Milestone 2 - MCP Hardening
- Improve MCP status visibility in chat/settings.
- Add a predefined Serena MCP configuration template with setup link and
uvprerequisite guidance. - Add diagnostics for missing or failing MCP servers.
- Borrow only lifecycle/config reliability fixes from external AIRI forks if upstream behavior is insufficient.
Milestone 3 - Native Swarm Runtime
- Add Spec-linked native worker jobs.
- Store live execution state in
swarm.json. - Support Pair mode approvals and experimental AFK autopilot policy.
- Add curated inline swarm status cards in the existing chat timeline.
- Keep workers on AIRI-mediated tools with no raw terminal access.
Milestone 4 - ACP Engine Adapter
- Add ACP subprocess manager.
- Support Pi as an ACP backend.
- Support Codex as an ACP backend if available.
- Add engine selector in coding settings.
- Normalize ACP events into AIRI chat slices and approval requests.
Milestone 5 - Advanced Code Operations
- Allow selected Serena mutating operations to produce proposed edits.
- Add worktree isolation for risky implementation sessions.

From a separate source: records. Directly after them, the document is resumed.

Issue #1724, opened 2023-02-01
Feature Request: Hide extraneous targets created by `rules_ios` macros


luispadron:
`rules_ios` seems to create a target `_objc` and/or `_swift` for each framework which in turn causes them to show up in the Xcode target navigator.

It would be nice to support hiding these somehow as a default.

`rules_xcodeproj`: 9ab3f0d3751eada941e3d1207b392c6e9b8deb01

<img width="331" alt="Screenshot 2023-02-01 at 2 47 36 PM" src="https://user-images.githubusercontent.com/13840545/216148026-a8b0e929-0c70-4f6d-aa94-3be56ac9b534.png">

brentleyjones:
This would require changes to target merging. Not sure if it's possible or not, but I can look into it.

As for just not creating the schemes, custom schemes or eventually https://github.com/buildbuddy-io/rules_xcodeproj/issues/857 would prevent the schemes from being created.

mattrobmattrob:
As mentioned in the Bazel Slack, super simple replication for this issue in https://github.com/mattrobmattrob/rules_xcodeproj_playground/tree/mr/rules_ios.swift.fwk (just `bazel run :Project` to exercise `rules_xcodeproj`).

Actively working on this.

mattrobmattrob:
This isn't necessarily done but should now have `ios_unit_test`/`ios_ui_test` merged. Next up, would be the actual intra-graph merges for `apple_framework`'s _swift and _objc suffixed targets.

brentleyjones:
@luispadron is this addressed with incremental generation?

luispadron:
Yes! I think we can close it 🚀

brentleyjones:
Thanks! I'll tie it to that milestone and close it then.

PR #1947, opened 2023-03-30
Add ability to merge `xcode_target`s to dest

mattrobmattrob:
Work towards https://github.com/MobileNativeFoundation/rules_xcodeproj/issues/1724.

### DIFF
--- a/xcodeproj/internal/xcode_targets.bzl
+++ b/xcodeproj/internal/xcode_targets.bzl
@@ -3,7 +3,7 @@
 load("@bazel_skylib//lib:dicts.bzl", "dicts")
 load("@bazel_skylib//lib:paths.bzl", "paths")
 load("@bazel_skylib//lib:structs.bzl", "structs")
-load(":collections.bzl", "set_if_true", "uniq")
+load(":collections.bzl", "flatten", "set_if_true", "uniq")
 load(
     ":files.bzl",
     "build_setting_path",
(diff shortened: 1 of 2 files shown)


xcodeproj/internal/xcode_targets.bzl
```diff
@@ -261,45 +261,59 @@ def _to_xcode_target_product(product):
...
             dest = dest.product,
         ),
-        is_swift = src.is_swift,
+        is_swift = is_swift,
         test_host = dest._test_host,
         build_settings = build_settings,
-        conlyopts = src._conlyopts or dest._conlyopts,
-        cxxopts = src._cxxopts or dest._cxxopts,
-        swiftcopts = src._swiftcopts or dest._swiftcopts,
+        conlyopts = flatten([src._conlyopts for src in srcs]) or dest._conlyopts,
```
brentleyjones, line 306: Since we are going to guarantee that there is only one swift and one non-swift, can we instead select the swift copts from the swift one and the non-swift copts from the other target? Then we don't need to flatten.

xcodeproj/internal/xcode_targets.bzl
```diff
@@ -261,45 +261,59 @@ def _to_xcode_target_product(product):
...
+        cxxopts = flatten([src._cxxopts for src in srcs]) or dest._cxxopts,
+        swiftcopts = flatten([src._swiftcopts for src in srcs]) or dest._swiftcopts,
         search_paths = dest._search_paths,
-        modulemaps = src._modulemaps,
-        swiftmodules = src._swiftmodules,
-        inputs = _merge_xcode_target_inputs(
-            src = src.inputs,
+        modulemaps = flatten([src._modulemaps for src in srcs]),
+        swiftmodules = flatten([src._swiftmodules for src in srcs]),
```
brentleyjones, line 311: Same for these two: only gather from the swift target.

xcodeproj/internal/xcode_targets.bzl
```diff
@@ -308,26 +322,51 @@ def _merge_xcode_target(*, src, dest):
...
+            ],
             dest = dest.outputs,
         ),
         lldb_context = dest.lldb_context,
         xcode_required_targets = dest.xcode_required_targets,
     )
 
-def _merge_xcode_target_inputs(*, src, dest):
+def _merge_xcode_targets_inputs(*, src_inputs, dest):
+    pchs = [src.pch for src in src_inputs if src.pch]
```
brentleyjones, line 340: Same comment, but this should only come from the non-swift target. I would pass on two inputs, one for each of the two targets.

xcodeproj/internal/xcode_targets.bzl
```diff
@@ -261,45 +261,59 @@ def _to_xcode_target_product(product):
         _additional_files = product.framework_files,
     )
 
-def _merge_xcode_target(*, src, dest):
-    """Creates a new `xcode_target` by merging the values of `src` into `dest`.
+def _merge_xcode_targets(*, srcs, dest):
```
brentleyjones, line 264: Based on my other comments, I would pass in two arguments here: `swift_src` and `non_swift_src`. We can make it clear that we can merge up to 2 targets, and grab specific things from each one.

mattrobmattrob:
Sounds good. Trying to see what failure this will cause and can refactor to make it more portable. 👍

mattrobmattrob:
Going to replace with a more wholistic approach with @brentleyjones's suggestions.

PR #1950, opened 2023-04-03
Set a more restrictive `PATH` for Bazel

brentleyjones:
We now set the resolved path in the generated project, along with `BAZEL_REAL` if it was set, to prevent the need to have a more permissive `PATH`.


thiagohmcruz (approved):
Ran the same tests as last time while we were debugging this and looks good!

PR #1952, opened 2023-04-03
Add `rules_ios` example and tests

mattrobmattrob:
Loosely copy off of the `examples/integration` but switch to `rules_ios` as the ruleset. This removes various things like app clip, watchOS app/extensions, and so on to keep it simpler for now.

Intentionally get coverage on the following:
- Mixed, Swift, and ObjC language unit test.
- Mixed, Swift, and ObjC language `apple_framework`.
- UI test.
- `link_dynamic = True` & `link_dynamic = False` declared `apple_framework`.
- iOS extension via `//WidgetExtension`.


mattrobmattrob:
Fixture generation is currently broken in my local so will continue to iterate on this as I have time.

examples/rules_ios/.bazelrc
```diff
@@ -0,0 +1,29 @@
...
+build:rules_xcodeproj --apple_generate_dsym
+
+build --test_env=INTEGRATION_TEST_ENV_VAR=TRUE
+
+# rules_ios
+build --features apple.virtualize_frameworks
+build --features apple.arm64_simulator_use_device_deps
+
+# Use a user.bazelrc if it exists
+try-import %workspace%/user.bazelrc
```
mattrobmattrob, line 29: Should this just be `try-import %workspace%/../integration/.bazelrc` for simplicity/lack of duplication?

examples/rules_ios/.bazelrc
```diff
@@ -0,0 +1,29 @@
+# Import parent workspace settings
+import %workspace%/../../shared.bazelrc
+
+# https://github.com/bazel-ios/rules_ios/issues/672
+build --noexperimental_strict_conflict_checks
+
+# Exercise the extra flags feature
```
brentleyjones, line 7: I would make this the bare minimum (so see what is in Sanitizers?) and then add what is needed for rules_ios.

examples/rules_ios/BUILD
```diff
@@ -0,0 +1,73 @@
...
+#        --generator_output_groups=all_targets \
+#        'build --remote_download_minimal'
+#
+#      bazel run --config=cache //:xcodeproj-sim_arm64 \
+#        -- \
+#        --generator_output_groups=all_targets \
+#        'build --remote_download_minimal'
+#
+[
+    xcodeproj(
```
brentleyjones, line 48: I wouldn't do the complicated cache setup here. So removing all the stuff related to multiple cpu types to make it super simple is best.

examples/rules_ios/Lib/README.md
```diff
@@ -0,0 +1,4 @@
+# CommandLineTool
+
+This is an example of an extra file that is added to the Xcode project via
```
brentleyjones, line 3: I need for this. In general all the "integration" stuff can get culled. A concise example will be better than the kitchen sink that Integration is trying to be.

mattrobmattrob: SGTM

examples/rules_ios/iOSApp/Source/Utils/BUILD
```diff
@@ -0,0 +1,23 @@
+load(
+    "@build_bazel_rules_ios//rules:framework.bzl",
+    rules_ios_apple_framework = "apple_framework",
+)
+
+rules_ios_apple_framework(
+    name = "Utils",
+    srcs = glob(
+        ["**/*.m"],
+        # Headers included here on purpose, to test `hdrs` collection logic
```
brentleyjones, line 10: Same

examples/rules_ios/test/fixtures/BUILD
```diff
@@ -0,0 +1,34 @@
...
+)
+
+xcodeproj_fixture(
+    scheme_autogeneration_mode = SCHEME_AUTOGENERATION_MODE,
+    top_level_targets = XCODEPROJ_TARGETS,
+)
+
+_FIXTURES = [
+    ":xcodeproj_bwb",
+    # Disable since VFS is enabled by default for 'rules_ios' examples.
```
brentleyjones, line 20:
```suggestion
    # Disabled since VFS is enabled by default for 'rules_ios' examples.
```

examples/rules_ios/xcodeproj.bazelrc
```diff
@@ -0,0 +1,5 @@
+# Import parent workspace settings
+import %workspace%/../../xcodeproj.bazelrc
+
+# Disabling archived bundles for fixture coverage
+build:rules_xcodeproj --define=apple.experimental.tree_artifact_outputs=1
```
brentleyjones, line 5: Probably don't need?

examples/rules_ios/xcodeproj_targets.bzl
```diff
@@ -0,0 +1,23 @@
...
+    "top_level_targets",
+)
+
+XCODEPROJ_TARGETS = [
+    top_level_targets(
+        labels = [
+            "//iOSApp",
+            "//Lib:LibDynamic",
+        ],
+        target_environments = ["simulator"],
```
brentleyjones, line 14: This is the default, do you want `device` here as well? I would assume so to show off device support for rules_ios?

mattrobmattrob: I had left it off to avoid provisioning profile stuff. Happy to include it if you think it's valuable. That stuff just ends up forwarded to the underlying `rules_apple` things so there's likely not a ton of benefit explicitly WRT `rules_ios` functionality.

brentleyjones: I would like it, yes.

examples/rules_ios/iOSApp/Source/Utils/BUILD
mattrobmattrob: Same comment as above.

examples/rules_ios/Lib/BUILD
```diff
@@ -0,0 +1,44 @@
...
+    name = "LibDynamic",
+    bundle_id = "rules-xcodeproj.LibFramework",
+    infoplists = ["//Lib:Info.plist"],
+    link_dynamic = True,
+    module_name = "Lib",
+    platforms = {
+        "ios": "15.0",
+    },
+    visibility = ["@rules_xcodeproj//xcodeproj:generated"],
+    xcconfig = {
```
luispadron, line 40: Do we want to test the `_by_build_setting` ones for this and infoplists

examples/rules_ios/xcodeproj_targets.bzl
thiagohmcruz: Yep, there's not much going on as far as I remember in `rules_ios` re "on device" attributes. But +1 to adding it anyways if it's simple enough, catching potential future regressions being one benefit here IMO.

luispadron (approved):
Nice! Thanks for adding this will be great for reports and stuff going forward 

Some follow ups we could add:
- new app clip support
- testing xcframework rules

examples/rules_ios/Lib/BUILD
mattrobmattrob: You want to add it in a follow up, @luispadron? We don't use that internally so I'm less familiar with its usage.

thiagohmcruz (approved):
As you mentioned there's more we can cover here but I think this is a great starting point. Thx for adding this!

examples/rules_ios/Lib/BUILD
luispadron: Yep can do!

thiagohmcruz: The `_by_build_setting` attrs are loosely tied to intended usage of `--config` which is a bit different then how `rules_xcodeproj` creates "Xcode Configurations". I think it makes sense to tackle that separately, ideally we would not only cover the `_by_build_setting` attributes but also how to have `rules_ios` run with `rules_xcodeproj`'s "Xcode Configurations" feature.

Probably a good segway to revisit the `_by_build_setting` story in `rules_ios` and see if there's any improvements we can do there to make it more generic and inclusive of other Xcode project generators, it was initially closely related to `rules_ios`'s own generator.

PR #1955, opened 2023-04-04
Fix BwB test action env variables for custom schemes without launch actions

brentleyjones:


tools/generator/src/Extensions/XCScheme+Extensions.swift
```diff
@@ -108,11 +79,44 @@ extension XCScheme {
...
+                        title: "Update .lldbinit",
+                        scriptText: ExecutionAction.createLLDBInitScript,
+                        buildableReference: aTargetInfo.buildableReference
+                    )
+                )
+            }
+            testAction = try .init(
+                buildMode: buildMode,
+                testActionInfo: testActionInfo,
+                launchActionHasRunnable: launchActionHasRunnable,
```
mattrobmattrob, line 112: Would it be a bit simpler just directly testing the actual value?
```suggestion
                launchActionHasRunnable: launchAction.runnable != nil,
```

mattrobmattrob (approved):

tools/generator/src/Extensions/XCScheme+Extensions.swift
brentleyjones: Yeah, probably.

PR #1962, opened 2023-04-04
Exclude more files from `_process_cc_info_headers` processing

brentleyjones:


xcodeproj/internal/input_files.bzl
```diff
@@ -415,7 +415,7 @@ def _collect_input_files(
              compilation_context.direct_textual_headers),
             exclude_headers = exclude_headers,
             pch = pch,
-            srcs = srcs,
+            srcs = srcs + non_arc_srcs + hdrs,
```
yongjincho92, line 418: are the new elements in `non_arc_srcs + hdrs` already being added as params for `_process_cc_info_headers` (e.g. `compilation_context.direct_private_headers + compilation_context.direct_public_headers + compilation_context.direct_textual_headers`)? And I assume adding them to srcs would exclude them from `_process_cc_info_headers`.

brentleyjones: If something is in `srcs`, `non_arc_srcs`, or `hdrs`, the then we are already processing them in some way and we don't want them added to `extra_files`.

yongjincho92 (approved):

xcodeproj/internal/input_files.bzl
brentleyjones: Thinking about this more, I can probably extend it more by having all files that go through `_handle_file` get put in a dictionary (`exclude`) and exclude even more that way.

luispadron (approved):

- Add branch/checkpoint integration.
- Add richer task history and replay.
Open Questions
- What production safety policy should replace the experimental AFK autopilot authority model?
- What stability milestone should trigger ACP backend work?
Decision
Proceed with an AIRI-native coding workspace hosted in the existing chat window. Use MCP, especially Serena, as the preferred code-intelligence backend. Keep all workspace authority and approvals in AIRI. Use native AIRI agents for the first swarm runtime and defer Pi/Codex ACP subprocess engines until the native agent model is stable. Coding state is scoped to chat sessions when enabled, and Serena is offered through MCP settings as a predefined external integration rather than auto-installed.